## REQUIRED WORK
Please reproduce, exactly and with nothing else, every line from the one containing "I noticed that" through the last line of the records below.

Saved entries:

PR #1819, opened 2023-07-16
Short circuit for pint arrays

ksunden:
Avoid iterating over large arrays that share unit information

We (matplotlib) got a report of large arrays taking a long time to plot.

I noticed that the conversion interface in `matplotlib.py` was doing a list 
comprehension for all iterables, including those that could be converted more directly.

This adds the short circuit from `_convert_value` to `convert` prior to list comprehension

- [n/a] Closes # (insert issue number)

### DIFF
--- a/pint/matplotlib.py
+++ b/pint/matplotlib.py
@@ -34,6 +34,9 @@ class PintConverter(matplotlib.units.ConversionInterface):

## ANSWER FOR THIS EXERCISE
I noticed that the conversion interface in `matplotlib.py` was doing a list 
comprehension for all iterables, including those that could be converted more directly.

This adds the short circuit from `_convert_value` to `convert` prior to list comprehension

- [n/a] Closes # (insert issue number)

### DIFF
--- a/pint/matplotlib.py
+++ b/pint/matplotlib.py
@@ -34,6 +34,9 @@ class PintConverter(matplotlib.units.ConversionInterface):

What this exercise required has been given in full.